Installée depuis un an, la délégation Wallonie-Bruxelles à Kinshasa vit-elle dans l'opulence, dans des locaux surdimensionnés ? Au vu des trois bâtiments qui entourent une cour couverte de cailloux et fermée par une lourde grille, non : murs blancs et lampes accrochées à de simples soquets, dalles au rez-de-chaussée, parquet à l'étage, toits couverts de tôle ondulée, quelques meubles en bois, fabriqués sur place. Seul luxe : les toiles de peintres locaux, achetées à titre personnel, illuminant les murs.

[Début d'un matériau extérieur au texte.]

PR #7072, opened 2026-03-20
Add segmented is_sorted_until , is_sorted

Momensamir12:
#1338 

## Proposed Changes

  - Add segmented version of `is_sorted_until` & `is_sorted`.
  - `is_sorted` delegates to `is_sorted_until` and compares result against `last` iterator.
  
## Checklist

Not all points below apply to all pull requests.

- [x] I have added a new feature and have added tests to go along with it.
- [ ] I have fixed a bug and have added a regression test.
- [ ] I have added a test using random numbers; I have made sure it uses a seed, and that random numbers generated are valid inputs for the tests.

PR #7074, opened 2026-03-20
Feat/compile time wrap check

shivansh023023:
Fixes #

## Proposed Changes

  - Add `INTERFACE` compile definition `HPX_HAVE_WRAP_MAIN_CONFIGURED` to both `hpx_wrap` and `hpx_auto_wrap` targets in `wrap/CMakeLists.txt` (inside the existing `HPX_WITH_DYNAMIC_HPX_MAIN` + Linux guard). This injects the define automatically into any downstream CMake consumer, ensuring **zero noise for CMake users**.
  - Add a `#warning` in `wrap/include/hpx/hpx_main.hpp` that fires when **all** of these are true: `__linux__`, `HPX_HAVE_DYNAMIC_HPX_MAIN`, `HPX_HAVE_STATIC_LINKING`, and `HPX_HAVE_WRAP_MAIN_CONFIGURED` is **not** defined. This catches the missing `-Wl,-wrap=main` linker flag at compile time instead of letting it become a runtime crash.
  - The warning message is actionable: it tells the user exactly which flag to add and how to suppress the warning if they've already handled it.

This is the **compile-time component** of a safety net for the UX gap where `-Wl,-wrap=main` does not propagate to non-CMake consumers (Godbolt / Compiler Explorer, Makefiles, raw `g++` invocations). It complements:

- **PR #7068** — `godbolt-minimal` CMake preset (build-system level)
- **PR #7072** — `hpx/local.hpp` convenience header (usability level)

**Design trade-off**: Non-CMake users who *have* already added `-Wl,-wrap=main` manually will still see the `#warning` (since they lack the define). They can silence it with `-DHPX_HAVE_WRAP_MAIN_CONFIGURED`. A suppressible compile-time warning is far better than a silent compilation followed by a cryptic runtime crash.

This work is part of the GSoC 2026 effort to integrate HPX into Compiler Explorer.

## Checklist

  - *Verified with 6 preprocessor logic tests covering all define combinations (Linux/macOS, static/shared, dynamic-main on/off, suppress define present/absent). Warning fires in exactly one case: Linux + static + dynamic-main + no suppress define.*
- [ ] ~~I have fixed a bug and have added a regression test.~~ *(N/A — this is a new diagnostic, not a bugfix)*
- [ ] ~~I have added a test using random numbers~~ *(N/A)*


hkaiser:
Have you seen the existing `HPX_HAVE_DYNAMIC_HPX_MAIN`? Would that be sufficient for what you're trying to achieve?

shivansh023023:
> Have you seen the existing `HPX_HAVE_DYNAMIC_HPX_MAIN`? Would that be sufficient for what you're trying to achieve?

That's a good point, @hkaiser . I did consider HPX_HAVE_DYNAMIC_HPX_MAIN, but that macro indicates that the feature is enabled in the HPX build configuration.

The reason for the new HPX_HAVE_WRAP_MAIN_CONFIGURED (injected via INTERFACE compile definitions) is to distinguish between:

CMake users: Who get the linker flag automatically and should not see the warning.

Non-CMake users: Who have the feature enabled in their HPX installation but haven't necessarily passed the -Wl,-wrap=main flag to their manual link command.

Without the new definition, hpx_main.hpp wouldn't be able to tell if the user linking manually has actually applied the flag or not. Does that make sense, or is there a way to leverage the existing macro to detect the linker-state that I might have missed?

hkaiser:
@shivansh023023 Could you please have a look at the compilation failure generated?

hkaiser:
The CIs still report that one of the translation units can't find  the header `<hpx/config/static_linker_check.hpp>`. Did you miss adding the file to this PR?

hkaiser:
@shivansh023023 ping?

hkaiser:
@shivansh023023 Are you still interested in moving tis forward? Otherwise I'll go ahead and close this without merging.

hkaiser:
@shivansh023023 Please have an eye on the CIs yourself. Many issues are still being reported.

hkaiser:
@shivansh023023 could you please elaborate on the difference between this PR and #7070?

shivansh023023:
> @shivansh023023 could you please elaborate on the difference between this PR and #7070?

While both PRs touch the execution and executors modules, they serve two entirely different purposes in the modernization of HPX:

PR #7070 is focused on infrastructure and linkage. Its primary goal is ensuring that core execution types (like parallel policies) are correctly exposed and linkable, especially in static-build configurations on Windows. As per your recent feedback, I've removed the arbitrary convenience header there and kept it focused on verifying standard header accessibility.

PR #7074 (and #7238) is focused on P2300 Standard Compliance. This PR implements the 'bridge' that allows existing HPX executors to function as P2300 schedulers. It specifically introduces the get_scheduler customization point and the executor_scheduler adapter.

In short: #7070 ensures the headers can be included and linked, while #7074 adds the actual functional bridge to make HPX executors compatible with the new Sender/Receiver world.

hkaiser:
> In short: #7070 ensures the headers can be included and linked, while #7074 adds the actual functional bridge to make HPX executors compatible with the new Sender/Receiver world.

Hmmm, from what I see, this PR (#7074) has no relation to senders&receivers at all. Could you elaborate, please?

shivansh023023:
> Hmmm, from what I see, this PR (#7074) has no relation to senders&receivers at all. Could you elaborate, please?

You’re absolutely right, this PR is unrelated to the Sender/Receiver work.

I opened this during my pre-GSoC phase while I was exploring the project to add HPX support to Godbolt (Compiler Explorer). This PR focuses on the necessary infrastructure and configuration tweaks required to get HPX compiling and running within the Godbolt environment.

I apologize for any confusion, with the recent volume of P2300 updates, the context here got a bit buried. I’m still very interested in seeing this through alongside the P2300 work, as it would significantly lower the barrier for people to try out HPX snippets

libs/core/include_local/include/hpx/local.hpp
```diff
@@ -0,0 +1,36 @@
...
+
+#pragma once
+
+#include <hpx/config.hpp>
+
+// --- Standard Parallel Toolkit (core, no networking dependency) ---
+#include <hpx/modules/algorithms.hpp>
+#include <hpx/modules/execution.hpp>
+#include <hpx/modules/futures.hpp>
+#include <hpx/numeric.hpp>
```
hkaiser: We discussed this header in #7070. I'm not sure what value it provides given the fact that it combines a very arbitrary set of HPX headers. I still think we should drop this header and not merge it to the main branch.

hkaiser (commented):
Let me ask this question again: what is the difference betwee this PR (#7074) and #7070? These seem to do very similar things.

shivansh023023:
@hkaiser 


You’re absolutely right. There is an overlap here because #7074 was branched off before we decided to drop the local.hpp header in #7070.

I completely agree that the header is arbitrary and doesn't belong in the main branch. My intention for #7074 was specifically for the Godbolt (Compiler Explorer) integration infrastructure, and I accidentally carried the local.hpp changes over into this PR as well.

I will clean up this PR (#7074) by:

Removing the hpx/local.hpp header entirely.

Rebasing on master so it reflects the changes we already made in #7070.

Keeping only the specific configuration/infrastructure tweaks needed for the Godbolt integration.

I'll update the branch to remove the confusion. Thanks for catching that!

shivansh023023:
@hkaiser I have just pushed a major cleanup for this PR to resolve the confusion and align it with our previous discussions:

Removed local.hpp: I have completely deleted the hpx/local.hpp header, its associated unit test, and all references in CMakeLists.txt. This branch is now fully rebased on master where that header no longer exists.

Focused Scope: This PR now strictly focuses on the Godbolt/Compiler Explorer infrastructure. It provides the necessary compile-time diagnostics in static_linker_check.hpp to help users (especially those not using CMake) understand why the linker wrap is failing in static builds.

Improved Diagnostics: I’ve refined the #warning message to be more actionable, explicitly mentioning both the HPX::wrap_main CMake target and the manual -Wl,--wrap=main flag as remedies.

Header Alignment: I also ensured that the S&R forward declarations (specifically in completion_signatures.hpp) follow the HPX_CXX_CORE_EXPORT pattern we established for C++20 Module visibility.

libs/core/config/include/hpx/config/static_linker_check.hpp
```diff
@@ -0,0 +1,42 @@
+//  Copyright (c) 2026 The STE||AR-Group
+//
+//  SPDX-License-Identifier: BSL-1.0
+//  Distributed under the Boost Software License, Version 1.0. (See accompanying
+//  file LICENSE_1_0.txt or copy at http://www.boost.org/LICENSE_1_0.txt)
+
+// hpxinspect:linelength
```
hkaiser: Do we still need this?

shivansh023023: Hi @hkaiser 

Yes, we still need it. I kept the suppression because the #warning diagnostic message explaining how to fix the linker issue (using HPX::wrap_main or -Wl,--wrap=main) is longer than 80 characters.

I wanted the message to be as clear and actionable as possible for the user, which unfortunately makes it fail the inspect tool's line-length check. If you’d prefer, I can try to break the warning across multiple lines, but the suppression was the cleanest way to keep the message readable in the compiler output.

hkaiser: But you have split the line using `\` continuation characters. I don't think inspect will concatenate the split line to check whether its longer than allowed. This comment should not be necessary.

shivansh023023: That’s a fair point. I was under the impression that the tool might evaluate the logical line length, but if it only checks physical line length, then you're right,the line continuations already solve the problem.

I’ll remove the hpxinspect:linelength suppression and push the change now. If the CI 'inspect' tool still flags it for some reason, I'll know for sure, but it's better to keep the code clean of unnecessary suppressions. Thanks for the correction!

hkaiser (dismissed):
LGTM, thanks!

hkaiser:
@shivansh023023 I'm still not quite clear about the difference between this PR (#7074) and #7070. Could you please elaborate? Can we close #7070 without merging if we move forward with this PR?

shivansh023023:
> @shivansh023023 I'm still not quite clear about the difference between this PR (#7074) and #7070. Could you please elaborate? Can we close #7070 without merging if we move forward with this PR?

Hi @hkaiser 

I understand the confusion; both PRs involve the same area of the codebase, but they serve two distinct purposes:

PR #7070 (CI Regression Test): This was repurposed to fix a specific regression in our Windows/Static CI. It ensures that the core execution modules remain linkable in static configurations by adding a dedicated regression test.

PR #7074 (User Diagnostics/Godbolt): This PR is specifically for the Compiler Explorer (Godbolt) integration. It adds the compile-time #warning in static_linker_check.hpp to help users understand why their builds are failing when they don't use our CMake targets (which is the default behavior on Godbolt).

To answer your question: Yes, we can definitely close #7070 without merging, provided that I move the regression test logic from that PR into this one (#7074).

If you prefer, I can combine them so we have one single 'Static Linker Support' PR that includes both the diagnostic warnings for users and the CI regression tests to prevent future breakages. Would you like me to consolidate them here

hkaiser:
> If you prefer, I can combine them so we have one single 'Static Linker Support' PR that includes both the diagnostic warnings for users and the CI regression tests to prevent future breakages. Would you like me to consolidate them here

That might be the best way forward to ensure non-conflicting (and non-overlapping) functionalities. Thanks!

shivansh023023:
@hkaiser 
Done . I've brought the regression tests over from #7070 and renamed the test to static_linker_test.cpp

now this pr provides both the compile-time diagnostics for users and the CI regression testing for static linking.

libs/core/include_local/tests/unit/static_linker_test.cpp
```diff
@@ -0,0 +1,21 @@
...
+//
+// This is a compile-and-link sanity check only. It does NOT start the HPX
+// runtime, so it has no dependency on the wrap module (hpx_main.hpp) or on
+// any specific HPX link target beyond hpx_core.
+
+#include <hpx/execution.hpp>
+
+int main()
+{
+    hpx::execution::parallel_policy p;
```
hkaiser: You'll need to write:
```suggestion
    [[maybe_unused]] hpx::execution::parallel_policy p;
```
to make it compile cleanly.

hkaiser:
> @hkaiser Done . I've brought the regression tests over from #7070 and renamed the test to static_linker_test.cpp
> 
> now this pr provides both the compile-time diagnostics for users and the CI regression testing for static linking.

Thanks! I'll go ahead and close #7070, then.

libs/core/include_local/tests/unit/static_linker_test.cpp
shivansh023023: Implemented !

shivansh023023:
@hkaiser, all your feedback have been addressed
the two remaining macOS CI failures those look unrelated to this PR

post_colocated (Timeout) lives in async_colocated, a distributed networking test

futures.await (Failed) lives in the futures module

Neither of those modules is touched by this PR, so these seem like pre-existing flaky tests on the macOS runners.

hkaiser:
@shivansh023023 This PR somehow fell off the radars. Would you be willing to dust it up and see what's missing?

hkaiser:
@shivansh023023 Would you mind checking the bot's comments?

shivansh023023:
@hkaiser I checked the bot's comments and have pushed an update!

1. **macOS Diagnostic Fix:** CodeRabbit was right about the macOS check. I removed `__APPLE__` from the `#if` condition in `static_linker_check.hpp` so the diagnostic strictly targets Linux builds, as macOS uses a different linker entry mechanism (`-Wl,-e,_initialize_main`).
2. **Test Extension (Skipped):** I intentionally skipped the bot's suggestion to test the `#warning` in `static_linker_test.cpp`. Verifying the emission of a `#warning` in a standard `.cpp` file isn't possible with standard C++ preprocessor logic; it would require heavy CMake `try_compile` infrastructure with regex output parsing. Additionally, injecting `hpx_main.hpp` into that specific test would alter its `main()` symbol resolution, defeating the test's original purpose of verifying isolated standard parallel toolkit linkage. 

With the macOS condition fixed, this should be good to go!

shivansh023023:
@hkaiser let me know how this looks  to you

wrap/include/hpx/hpx_main.hpp
```diff
@@ -7,8 +7,20 @@
...
+#if defined(HPX_HAVE_DYNAMIC_HPX_MAIN) && defined(HPX_HAVE_STATIC_LINKING) &&  \
+    (defined(__linux) || defined(__linux__) || defined(linux)) &&              \
+    !defined(HPX_HAVE_WRAP_MAIN_CONFIGURED)
+#warning                                                                       \
+    "HPX static-link wrap-main check: you included hpx/hpx_main.hpp but the " \
+    "--wrap=main linker flag has not been applied. Add "                       \
+    "target_link_libraries(<target> PRIVATE HPX::wrap_main) to your "         \
+    "CMakeLists.txt, or pass -Wl,--wrap=main to the linker manually. "        \
+    "Without this flag the HPX runtime will not be initialised correctly."
+#endif
```
hkaiser: This code looks like a duplicate of the content of the new header `static_linker_check.hpp`.

libs/core/config/include/hpx/config/static_linker_check.hpp
```diff
@@ -0,0 +1,38 @@
...
+#if defined(HPX_HAVE_DYNAMIC_HPX_MAIN) && defined(HPX_HAVE_STATIC_LINKING) &&  \
+    (defined(__linux) || defined(__linux__) || defined(linux)) &&              \
+    !defined(HPX_HAVE_WRAP_MAIN_CONFIGURED)
+#warning                                                                       \
+    "HPX static-link wrap-main check: you included hpx/hpx_main.hpp but the " \
+    "--wrap=main linker flag has not been applied. Add "                       \
+    "target_link_libraries(<target> PRIVATE HPX::wrap_main) to your "         \
+    "CMakeLists.txt, or pass -Wl,--wrap=main to the linker manually. "        \
+    "Without this flag the HPX runtime will not be initialised correctly."
+#endif
```
hkaiser: This new header is not used anywhere.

Au rez-de-chaussée, la bibliothèque de 15.000 livres, qui accueille une centaine de visiteurs par jour, est l'un des lieux les plus prisés de Kinshasa. Les assoiffés de lecture y trouvent un havre de paix en semaine, des séances littéraires le samedi et des connexions Internet. C'est d'ici aussi que partent les « malles de lecture » envoyées dans les quartiers populaires.

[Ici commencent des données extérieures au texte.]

PR #7078, opened 2026-03-21
examples: add sender_diamond quickstart example

360NK:
Fixes #

## Proposed Changes

  - Add `sender_diamond.cpp` to `examples/quickstart` demonstrating a diamond dependency pattern using HPX sender/receiver primitives
  - Add corresponding `CMakeLists.txt` entry

The example shows split for safe multi-consumer reuse, then for branch continuations, when_all for joining dependencies, and sync_wait for extracting the final result. Intended as a minimal educational example of a common fork-join pattern in sender/receiver composition.

Built and ran locally:
A: produced 10
B: 10 * 2 = 20
C: 10 * 3 = 30
D: 20 + 30 = 50
Final Result: 50

## Checklist

### DIFF
--- a/examples/quickstart/CMakeLists.txt
+++ b/examples/quickstart/CMakeLists.txt
@@ -42,6 +42,10 @@ if(NOT ${CMAKE_SYSTEM_NAME} MATCHES "FreeBSD" AND NOT HPX_WITH_STATIC_LINKING)
   set(example_programs ${example_programs} init_globally)
 endif()
 
+if(NOT (MSVC AND HPX_WITH_CXX_MODULES))
+  list(APPEND example_programs sender_diamond)
+endif()
+
 if(HPX_WITH_DISTRIBUTED_RUNTIME)
   set(example_programs
       ${example_programs}
@@ -134,6 +138,7 @@ set(hello_world_2_PARAMETERS THREADS_PER_LOCALITY 4)
 set(hello_world_distributed_PARAMETERS THREADS_PER_LOCALITY 4)
 set(interval_timer_PARAMETERS THREADS_PER_LOCALITY 4)
 set(local_channel_PARAMETERS THREADS_PER_LOCALITY 4)
+set(sender_diamond_PARAMETERS THREADS_PER_LOCALITY 4)
 set(sierpinski_PARAMETERS THREADS_PER_LOCALITY 4)
 set(partitioned_vector_spmd_foreach_PARAMETERS THREADS_PER_LOCALITY 4)
 set(pingpong_PARAMETERS THREADS_PER_LOCALITY 4)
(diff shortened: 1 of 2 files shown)


hkaiser:

isidorostsa:
Hey @360NK, thanks for the PR! This example is not really showing any of the hpx specific facilities like the thread pool scheduler or futures to senders etc. That would be an interesting thing to show off in some examples though, in case you are up for adding them

hkaiser:
@360NK also, MSVC produces a ICE if C++ modules are enabled. Either try to work around the issue (you may want to report the ICE to microsoft) or disable the example under those circumstances.

360NK:
> Hey @360NK, thanks for the PR! This example is not really showing any of the hpx specific facilities like the thread pool scheduler or futures to senders etc. That would be an interesting thing to show off in some examples though, in case you are up for adding them

Thanks! That makes sense, I've identified the unchecked sync_wait result handling and the branches run in parallel comment, they'll both be fixed.  On a broader note, you are right that the current version doesn't show anything HPX specific. I'm thinking now to add a scheduler hop so that the branches actually dispatch to the thread pool, would that be on the right lane, or did you have another direction in mind?

360NK:
> @360NK also, MSVC produces a ICE if C++ modules are enabled. Either try to work around the issue (you may want to report the ICE to microsoft) or disable the example under those circumstances.

Thanks, I've identified the unchecked sync_wait result handling and will include that into the next update. On the MSVC + modules ICE, would a CMake guard to disable the example in that configuration be acceptable?

hkaiser:
> > @360NK also, MSVC produces a ICE if C++ modules are enabled. Either try to work around the issue (you may want to report the ICE to microsoft) or disable the example under those circumstances.
> 
> Thanks, I've identified the unchecked sync_wait result handling and will include that into the next update. On the MSVC + modules ICE, would a CMake guard to disable the example in that configuration be acceptable?

Yes, please also add a comment to that effect to the code itself.

hkaiser:
@360NK Not sure if you noticed, but your example fails compiling even on non-Windows platforms (see https://app.circleci.com/pipelines/github/STEllAR-GROUP/hpx/20866/workflows/5edf078d-ebb4-4f71-8d78-c5a8f4a5de81/jobs/516895).

360NK:
> @360NK Not sure if you noticed, but your example fails compiling even on non-Windows platforms (see https://app.circleci.com/pipelines/github/STEllAR-GROUP/hpx/20866/workflows/5edf078d-ebb4-4f71-8d78-c5a8f4a5de81/jobs/516895).

Thanks, I missed that CI failure. I haven’t pushed the latest local changes yet, like the MSVC/modules guard and code comment are only done locally so far, and I’ve also fixed the sync_wait result handling locally. I’m currently revising the example to make it more HPX-specific as suggested, and I’ll rerun locally and push an updated version once I’ve confirmed the non-Windows compile issue is resolved.

PR #7081, opened 2026-03-21
test: add right-overlap tests for forward uninitialized_relocate CPOs

Sanchit2662:
I added a `test_right_overlapping<Ex>()` function to both `uninitialized_relocate.cpp` and `uninitialized_relocaten.cpp`. The existing `test_overlapping` only ever tested left-overlap where `dest < first` which is the safe direction for sequential forward copy. It never tested right-overlap `(dest > first, dest < first + count)`, which is the exact scenario that triggers Issue 1's parallel data race.

The new test relocates M=200 trivially relocatable objects `offset=4` positions to the right within the same buffer. Source is `[ptr, ptr+M)`, destination is `[ptr+offset, ptr+M+offset)` they overlap in `[ptr+offset, ptr+M)`. With the overlap fix from Issue 1 in place, this correctly falls back to sequential memmove.
Without the fix, the parallel partitioner would split this into concurrent chunks with overlapping read/write regions.

I only test trivially relocatable types here because right-overlap with sequential forward move-construct is inherently broken for non-trivially relocatable types (the loop overwrites source elements before reading them  same as `std::copy vs std::copy_backward`). Only `memmove` handles right-overlap correctly in the forward direction.
```
  // Right-overlap: source [ptr, ptr+M), dest [ptr+offset, ptr+M+offset)
  uninitialized_relocate(Ex{}, ptr, ptr + M, ptr + offset);
```


hkaiser:
@isidorostsa Would you be able to have a look, please?

hkaiser:
@Sanchit2662 The new tests you added fail on the MacOS CIs and CircleCI. Also, please have a look at the reported inspect issues.

Sanchit2662:
Hi @hkaiser, thanks for the review! The inspect issue and the CI failures have been addressed in the latest commits.

PR #7083, opened 2026-03-22
Fix critical collectives correctness issues (hierarchical partitioning, scatter/all_to_all validation, barrier release re-entry)

abhishek593:
### Description

This PR fixes a few important bugs in collectives and adds regression tests. I found them while studying HPX collectives for Distributed Sort.

Changes:

1. Hierarchical communicator could skip some sites: When `num_sites` is not evenly divisible by `arity`, some sites were getting left out. The fix is to update partitioning logic so every site is included, even when the split is uneven.

2. Hierarchical scatter incorrect chunking: Similarly, when data.size() is not evenly divisible by arity, chunk mapping could be wrong. The fix updates chunk boundary calculation for non-divisible splits.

Dans un autre bâtiment, de petits bureaux accueillent les activités de l'Apefe, la coopération dans le domaine de la santé, de la formation de la jeunesse, de l'appui à la presse. Cet été, après la mise à sac des locaux de la Haute Autorité des médias, le Centre avait même accueilli les Congolais menacés ! D'un accès facile au centre de la ville, il est cher au coeur des Congolais : tous les intellectuels, les artistes, les journalistes de Kin en connaissent le chemin. Et à beaucoup, dans les temps difficiles, il a offert un moment de respiration.
Simonet et Suinen lancent l'offensive. Dans la ligne de mire : le bail, bien sûr, mais aussi Daniel Lebrun, l'ami de Van Cau.

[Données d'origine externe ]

PR #7084, opened 2026-03-22
trigger workflows

charan-003:


charan-003:
Added opened, synchronize, labeled to the trigger types so the workflow runs properly

hkaiser:
@charan-003 the CIs are still not being triggered :/

charan-003:
> @charan-003 the CIs are still not being triggered :/

they're missing the trigger types, which is why ig /ok to test isn't working. Sorry for that
hopefully merging this would change it

hkaiser:
> > @charan-003 the CIs are still not being triggered :/
> 
> they're missing the trigger types, which is why ig /ok to test isn't working. Sorry for that hopefully merging this would change it

I thought that it should already work for this PR, shouldn't it?

charan-003:
> > > @charan-003 the CIs are still not being triggered :/
> > 
> > 
> > they're missing the trigger types, which is why ig /ok to test isn't working. Sorry for that hopefully merging this would change it
> 
> I thought that it should already work for this PR, shouldn't it?

@hkaiser that's what i was thinking as well.
looks like workflow changes only work on the next PR

hkaiser:
> > > > @charan-003 the CIs are still not being triggered :/
> > > 
> > > 
> > > they're missing the trigger types, which is why ig /ok to test isn't working. Sorry for that hopefully merging this would change it
> > 
> > 
> > I thought that it should already work for this PR, shouldn't it?
> 
> @hkaiser that's what i was thinking as well. looks like workflow changes only work on the next PR

Ok, let's see.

Depuis mai dernier, elle a demandé, via une note envoyée au Commissariat général aux relations internationales (CGRI),
« d'examiner toutes possibilités de renégocier le contrat ».Une négociation difficile, dans la mesure où Immo Congo, société privée, peut s'appuyer sur deux décisions très officielles prises les 12 et 13 mai 2004 par les gouvernements de la Communauté française et de la Région wallonne.
Il n'empêche, dans une lettre adressée le 10 juillet dernier à Sabine Gauquier, administratrice déléguée d'Immo Congo, Philippe Suinen, patron du CGRI, sort la grosse artillerie.
Il lance ensuite une première flèche, sous forme d'avertissement juridique :
« Après analyse par nos conseils, les conditions financières nous
semblent tomber sous le coup des articles 1907 ter du Code civil (le prêteur
s'est fait promettre, pour lui-même ou pour autrui, un intérêt ou d'autres
avantages excédant manifestement l'intérêt normal et la couverture des risques
du prêt) et 494 du Code pénal (il y est aussi question d'intérêt ou d'autres
avantages excédant l'intérêt légal) et sont donc sujettes à réduction. La
théorie de la lésion qualifiée trouverait sans doute application. »
La suite est moins offensive. Suinen prend en effet une plume plus légère pour en relancer la négociation. Afin de permettre la diminution du loyer, il propose d'agir « sur trois leviers ».
1. La suppression de l'indexation, le bien se situant au Congo et l'opération étant davantage une opération financière qu'un bail.
2. La diminution du taux d'intérêt pratiqué par ING : Suinen propose de passer de 4,63 % à 4,30 % « plus conforme aux cours actuels. »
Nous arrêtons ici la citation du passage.